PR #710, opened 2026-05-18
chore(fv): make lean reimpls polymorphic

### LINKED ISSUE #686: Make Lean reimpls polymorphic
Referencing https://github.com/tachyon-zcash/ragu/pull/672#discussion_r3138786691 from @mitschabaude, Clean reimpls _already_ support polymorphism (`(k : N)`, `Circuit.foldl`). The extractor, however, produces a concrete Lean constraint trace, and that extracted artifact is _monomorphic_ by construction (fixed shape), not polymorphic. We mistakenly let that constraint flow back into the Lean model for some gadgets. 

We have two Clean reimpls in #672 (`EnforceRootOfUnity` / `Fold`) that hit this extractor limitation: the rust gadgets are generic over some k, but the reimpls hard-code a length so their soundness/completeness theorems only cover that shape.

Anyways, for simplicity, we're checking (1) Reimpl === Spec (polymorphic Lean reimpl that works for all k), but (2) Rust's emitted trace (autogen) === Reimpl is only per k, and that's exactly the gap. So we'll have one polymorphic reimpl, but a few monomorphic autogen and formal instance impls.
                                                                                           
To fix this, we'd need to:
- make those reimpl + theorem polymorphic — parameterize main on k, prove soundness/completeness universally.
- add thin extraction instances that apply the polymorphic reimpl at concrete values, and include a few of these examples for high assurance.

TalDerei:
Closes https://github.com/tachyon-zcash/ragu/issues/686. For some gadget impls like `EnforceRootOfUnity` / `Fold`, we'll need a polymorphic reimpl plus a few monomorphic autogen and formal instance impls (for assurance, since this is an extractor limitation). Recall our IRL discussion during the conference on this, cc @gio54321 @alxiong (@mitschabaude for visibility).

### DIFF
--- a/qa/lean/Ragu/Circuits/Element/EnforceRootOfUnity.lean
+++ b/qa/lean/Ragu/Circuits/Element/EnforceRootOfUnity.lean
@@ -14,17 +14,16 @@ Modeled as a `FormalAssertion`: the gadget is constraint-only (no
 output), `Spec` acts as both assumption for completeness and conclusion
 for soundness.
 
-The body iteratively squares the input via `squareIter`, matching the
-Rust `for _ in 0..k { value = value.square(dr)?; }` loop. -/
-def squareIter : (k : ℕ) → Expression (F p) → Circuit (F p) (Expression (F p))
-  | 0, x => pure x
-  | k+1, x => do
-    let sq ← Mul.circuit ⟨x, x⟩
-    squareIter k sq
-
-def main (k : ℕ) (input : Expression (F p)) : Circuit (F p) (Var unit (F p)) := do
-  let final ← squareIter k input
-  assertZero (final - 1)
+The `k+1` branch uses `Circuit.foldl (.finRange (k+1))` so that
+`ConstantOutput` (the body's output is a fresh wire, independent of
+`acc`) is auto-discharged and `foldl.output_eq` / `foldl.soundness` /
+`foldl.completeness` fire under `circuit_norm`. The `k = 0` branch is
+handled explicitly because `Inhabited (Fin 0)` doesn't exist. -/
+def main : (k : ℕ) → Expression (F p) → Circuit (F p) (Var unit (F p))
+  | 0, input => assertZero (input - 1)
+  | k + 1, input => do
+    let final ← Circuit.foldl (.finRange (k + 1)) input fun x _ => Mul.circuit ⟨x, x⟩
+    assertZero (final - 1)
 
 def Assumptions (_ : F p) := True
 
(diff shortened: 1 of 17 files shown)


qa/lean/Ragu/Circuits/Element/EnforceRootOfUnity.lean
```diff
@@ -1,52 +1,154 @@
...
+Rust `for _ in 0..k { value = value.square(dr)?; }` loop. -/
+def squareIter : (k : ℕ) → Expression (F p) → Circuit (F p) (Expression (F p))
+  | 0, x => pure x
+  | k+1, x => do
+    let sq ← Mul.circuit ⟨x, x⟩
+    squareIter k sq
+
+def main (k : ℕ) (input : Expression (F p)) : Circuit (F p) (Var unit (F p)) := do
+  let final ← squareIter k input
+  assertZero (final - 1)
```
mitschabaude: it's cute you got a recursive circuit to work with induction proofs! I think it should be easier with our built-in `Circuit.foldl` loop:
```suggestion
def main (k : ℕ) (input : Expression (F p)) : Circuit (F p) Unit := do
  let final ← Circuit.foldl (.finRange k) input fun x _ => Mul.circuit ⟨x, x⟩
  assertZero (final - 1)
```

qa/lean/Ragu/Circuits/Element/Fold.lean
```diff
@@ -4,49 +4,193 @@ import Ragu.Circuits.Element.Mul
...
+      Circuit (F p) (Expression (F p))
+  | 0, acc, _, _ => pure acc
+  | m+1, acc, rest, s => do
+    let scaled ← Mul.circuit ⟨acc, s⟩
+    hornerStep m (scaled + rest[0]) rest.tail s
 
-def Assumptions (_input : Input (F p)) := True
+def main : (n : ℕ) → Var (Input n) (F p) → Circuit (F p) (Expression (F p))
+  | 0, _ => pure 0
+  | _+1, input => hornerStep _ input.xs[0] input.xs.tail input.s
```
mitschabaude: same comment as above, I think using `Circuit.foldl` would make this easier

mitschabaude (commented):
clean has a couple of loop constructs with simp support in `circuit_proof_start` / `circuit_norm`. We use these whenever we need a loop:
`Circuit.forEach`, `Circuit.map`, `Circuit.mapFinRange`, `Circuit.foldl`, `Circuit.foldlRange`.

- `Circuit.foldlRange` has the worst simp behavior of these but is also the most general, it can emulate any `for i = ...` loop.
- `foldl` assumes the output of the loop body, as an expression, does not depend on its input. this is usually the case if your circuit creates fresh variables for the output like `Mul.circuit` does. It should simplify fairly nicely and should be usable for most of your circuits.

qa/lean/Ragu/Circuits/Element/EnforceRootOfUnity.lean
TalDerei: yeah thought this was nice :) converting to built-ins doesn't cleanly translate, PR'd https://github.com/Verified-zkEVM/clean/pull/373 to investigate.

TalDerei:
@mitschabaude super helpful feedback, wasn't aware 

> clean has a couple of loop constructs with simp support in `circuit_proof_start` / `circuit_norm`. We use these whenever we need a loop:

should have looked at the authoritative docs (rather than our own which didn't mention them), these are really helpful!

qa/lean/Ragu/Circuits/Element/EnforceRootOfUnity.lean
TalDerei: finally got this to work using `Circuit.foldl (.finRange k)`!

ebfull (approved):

━━━

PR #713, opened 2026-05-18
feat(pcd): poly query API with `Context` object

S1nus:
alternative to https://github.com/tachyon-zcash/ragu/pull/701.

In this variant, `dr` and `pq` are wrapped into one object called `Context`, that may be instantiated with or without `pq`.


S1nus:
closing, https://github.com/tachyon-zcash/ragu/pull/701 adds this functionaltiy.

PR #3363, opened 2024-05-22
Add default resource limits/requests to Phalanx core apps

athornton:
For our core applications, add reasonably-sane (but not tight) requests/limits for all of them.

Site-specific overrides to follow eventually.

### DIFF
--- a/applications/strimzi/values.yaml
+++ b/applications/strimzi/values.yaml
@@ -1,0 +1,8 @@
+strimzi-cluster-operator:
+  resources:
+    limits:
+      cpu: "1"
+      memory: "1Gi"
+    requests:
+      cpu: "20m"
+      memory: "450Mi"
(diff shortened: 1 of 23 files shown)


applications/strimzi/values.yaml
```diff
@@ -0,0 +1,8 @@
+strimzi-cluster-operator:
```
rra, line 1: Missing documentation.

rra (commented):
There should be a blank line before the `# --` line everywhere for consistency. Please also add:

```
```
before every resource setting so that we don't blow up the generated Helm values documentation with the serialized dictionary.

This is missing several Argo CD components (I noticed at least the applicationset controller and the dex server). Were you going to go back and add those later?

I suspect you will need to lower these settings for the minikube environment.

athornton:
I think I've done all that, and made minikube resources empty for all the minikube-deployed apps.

━━━

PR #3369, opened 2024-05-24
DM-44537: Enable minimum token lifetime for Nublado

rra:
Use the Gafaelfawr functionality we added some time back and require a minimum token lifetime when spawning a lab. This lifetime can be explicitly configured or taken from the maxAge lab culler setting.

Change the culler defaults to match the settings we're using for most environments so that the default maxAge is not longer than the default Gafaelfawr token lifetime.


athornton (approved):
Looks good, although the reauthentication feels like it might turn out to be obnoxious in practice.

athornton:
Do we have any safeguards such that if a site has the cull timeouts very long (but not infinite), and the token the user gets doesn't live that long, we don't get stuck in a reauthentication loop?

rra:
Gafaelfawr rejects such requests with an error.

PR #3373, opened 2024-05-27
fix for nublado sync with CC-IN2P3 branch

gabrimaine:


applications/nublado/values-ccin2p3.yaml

━━━

Search the preceding listing for "need" and extract every line where it is found.

> [RESULT]:
To fix this, we'd need to:
Closes https://github.com/tachyon-zcash/ragu/issues/686. For some gadget impls like `EnforceRootOfUnity` / `Fold`, we'll need a polymorphic reimpl plus a few monomorphic autogen and formal instance impls (for assurance, since this is an extractor limitation). Recall our IRL discussion during the conference on this, cc @gio54321 @alxiong (@mitschabaude for visibility).
clean has a couple of loop constructs with simp support in `circuit_proof_start` / `circuit_norm`. We use these whenever we need a loop:
> clean has a couple of loop constructs with simp support in `circuit_proof_start` / `circuit_norm`. We use these whenever we need a loop:
I suspect you will need to lower these settings for the minikube environment.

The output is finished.